Exercise goal:
Repeat back the entries that follow, keeping every word as it is.

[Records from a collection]
PR #3516, opened 2025-01-29
fix: correct alert test in maintenance.spec.ts

leafty:
Fixes a flakey test in `maintenance.spec.ts` introduced by the "Early access" banner.

### DIFF
--- a/tests/cypress/e2e/maintenance.spec.ts
+++ b/tests/cypress/e2e/maintenance.spec.ts
@@ -74,7 +74,7 @@ describe("display the status page", () => {
     fixtures.config().versions().userNone().getStatuspageInfo();
     cy.visit("/");
     cy.wait("@getStatuspageInfo");
-    cy.get(".alert").should("not.exist");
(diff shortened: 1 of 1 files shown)


tests/cypress/e2e/maintenance.spec.ts
```diff
@@ -74,7 +74,7 @@ describe("display the status page", () => {
     fixtures.config().versions().userNone().getStatuspageInfo();
     cy.visit("/");
     cy.wait("@getStatuspageInfo");
-    cy.get(".alert").should("not.exist");
+    cy.get(".alert").contains("Ongoing incident").should("not.exist");
```
leafty, line 77: Note: the test can be made to fail all the time with:

```
    cy.contains("Try it out").should("be.visible");
    cy.get(".alert").should("not.exist");
```

This ensures that Cypress will have the whole landing page rendered when testing that the Incident banner exists.

lorenzo-cavazzi (approved):
Lgtm :rocket:

PR #3525, opened 2025-02-04
feat: create data connector in project

olevski:
This is the initial implementation.

Things that are missing:
- no tests
- the way that data connectors in projects are displayed is not right
- the backend is still a bit wonky and will not support everything (i.e. launching sessions fails)

/deploy renku-data-services=feat-add-project-as-dc-owner-pt2

### DIFF
--- a/client/src/features/projectsV2/api/namespace.enhanced-api.ts
+++ b/client/src/features/projectsV2/api/namespace.enhanced-api.ts
@@ -1,0 +1,12 @@
+import {
+  NamespaceKind as NamespaceKindOrig,
+  NamespaceResponse as NamespaceResponseOrig,
+} from "./namespace.api.ts";
+
+export type NamespaceKind = NamespaceKindOrig | "project";
+export interface NamespaceResponse
+  extends Omit<NamespaceResponseOrig, "namespace_kind"> {
+  namespace_kind: NamespaceKind;
+}
+export type NamespaceResponseList = NamespaceResponse[];
+export type GetNamespacesApiResponse = NamespaceResponseList;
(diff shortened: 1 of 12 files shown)


client/src/features/projectsV2/fields/ProjectNamespaceFormField.tsx
```diff
@@ -249,6 +251,7 @@ export default function ProjectNamespaceFormField<T extends FieldValues>({
               id={`${entityName}-namespace`}
               inputId={`${entityName}-namespace-input`}
               onChange={(newValue) => field.onChange(newValue?.slug)}
+              project={undefined}
```
lorenzo-cavazzi, line 254:
```suggestion
```
This line is unnecessary since the `project` prop is not mandatory.

client/src/features/projectsV2/fields/ProjectNamespaceFormField.tsx
lorenzo-cavazzi, line 1: I'm surprised this component named "_Project_ NamespaceFormField" is already used for Data Connectors namespaces. I was tempted to suggest creating another component, or at least renaming and moving it to make it clear it's not only for Project namespaces.
We can keep it as is for now. Still, if the logic to extract Data connector namespaces gets more complicated later in the build, we might consider separating it so that we have less code for each entity (project vs data connector).

lorenzo-cavazzi (commented):
The PR changes make overall sense so far :+1:  Some early comments inline.

In short, there is a better way to add types from the updated APIs from other repos branches, and there is some less-than-ideal prop drilling here -- tho the components you are touching here weren't the most straightforward and your solution looks acceptable in this case.

client/src/features/projectsV2/api/namespace.enhanced-api.ts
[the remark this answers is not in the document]
olevski: They are not changed in the backend. But I think I will have to update them in the backend. For now I am kind of forcing the project namespace in a few places. And that is why I need this. I will remove this when it is fully integrated in the backend. I think I will be able to do this during the build.

olevski:
This change is part of the following stack:

- #3525 ◀

<sub>Change managed by [git-spice](https://abhinav.github.io/git-spice/).</sub>

lorenzo-cavazzi (approved):
Lgtm! :rocket:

Solution to this task:
PR #3516, opened 2025-01-29
fix: correct alert test in maintenance.spec.ts

leafty:
Fixes a flakey test in `maintenance.spec.ts` introduced by the "Early access" banner.

### DIFF
--- a/tests/cypress/e2e/maintenance.spec.ts
+++ b/tests/cypress/e2e/maintenance.spec.ts
@@ -74,7 +74,7 @@ describe("display the status page", () => {
     fixtures.config().versions().userNone().getStatuspageInfo();
     cy.visit("/");
     cy.wait("@getStatuspageInfo");
-    cy.get(".alert").should("not.exist");
(diff shortened: 1 of 1 files shown)


tests/cypress/e2e/maintenance.spec.ts
```diff
@@ -74,7 +74,7 @@ describe("display the status page", () => {
     fixtures.config().versions().userNone().getStatuspageInfo();
     cy.visit("/");
     cy.wait("@getStatuspageInfo");
-    cy.get(".alert").should("not.exist");
+    cy.get(".alert").contains("Ongoing incident").should("not.exist");
```
leafty, line 77: Note: the test can be made to fail all the time with:

```
    cy.contains("Try it out").should("be.visible");
    cy.get(".alert").should("not.exist");
```

This ensures that Cypress will have the whole landing page rendered when testing that the Incident banner exists.

lorenzo-cavazzi (approved):
Lgtm :rocket:

PR #3525, opened 2025-02-04
feat: create data connector in project

olevski:
This is the initial implementation.

Things that are missing:
- no tests
- the way that data connectors in projects are displayed is not right
- the backend is still a bit wonky and will not support everything (i.e. launching sessions fails)

/deploy renku-data-services=feat-add-project-as-dc-owner-pt2

### DIFF
--- a/client/src/features/projectsV2/api/namespace.enhanced-api.ts
+++ b/client/src/features/projectsV2/api/namespace.enhanced-api.ts
@@ -1,0 +1,12 @@
+import {
+  NamespaceKind as NamespaceKindOrig,
+  NamespaceResponse as NamespaceResponseOrig,
+} from "./namespace.api.ts";
+
+export type NamespaceKind = NamespaceKindOrig | "project";
+export interface NamespaceResponse
+  extends Omit<NamespaceResponseOrig, "namespace_kind"> {
+  namespace_kind: NamespaceKind;
+}
+export type NamespaceResponseList = NamespaceResponse[];
+export type GetNamespacesApiResponse = NamespaceResponseList;
(diff shortened: 1 of 12 files shown)


client/src/features/projectsV2/fields/ProjectNamespaceFormField.tsx
```diff
@@ -249,6 +251,7 @@ export default function ProjectNamespaceFormField<T extends FieldValues>({
               id={`${entityName}-namespace`}
               inputId={`${entityName}-namespace-input`}
               onChange={(newValue) => field.onChange(newValue?.slug)}
+              project={undefined}
```
lorenzo-cavazzi, line 254:
```suggestion
```
This line is unnecessary since the `project` prop is not mandatory.

client/src/features/projectsV2/fields/ProjectNamespaceFormField.tsx
lorenzo-cavazzi, line 1: I'm surprised this component named "_Project_ NamespaceFormField" is already used for Data Connectors namespaces. I was tempted to suggest creating another component, or at least renaming and moving it to make it clear it's not only for Project namespaces.
We can keep it as is for now. Still, if the logic to extract Data connector namespaces gets more complicated later in the build, we might consider separating it so that we have less code for each entity (project vs data connector).

lorenzo-cavazzi (commented):
The PR changes make overall sense so far :+1:  Some early comments inline.

In short, there is a better way to add types from the updated APIs from other repos branches, and there is some less-than-ideal prop drilling here -- tho the components you are touching here weren't the most straightforward and your solution looks acceptable in this case.

client/src/features/projectsV2/api/namespace.enhanced-api.ts
[the remark this answers is not in the document]
olevski: They are not changed in the backend. But I think I will have to update them in the backend. For now I am kind of forcing the project namespace in a few places. And that is why I need this. I will remove this when it is fully integrated in the backend. I think I will be able to do this during the build.

olevski:
This change is part of the following stack:

- #3525 ◀

<sub>Change managed by [git-spice](https://abhinav.github.io/git-spice/).</sub>

lorenzo-cavazzi (approved):
Lgtm! :rocket:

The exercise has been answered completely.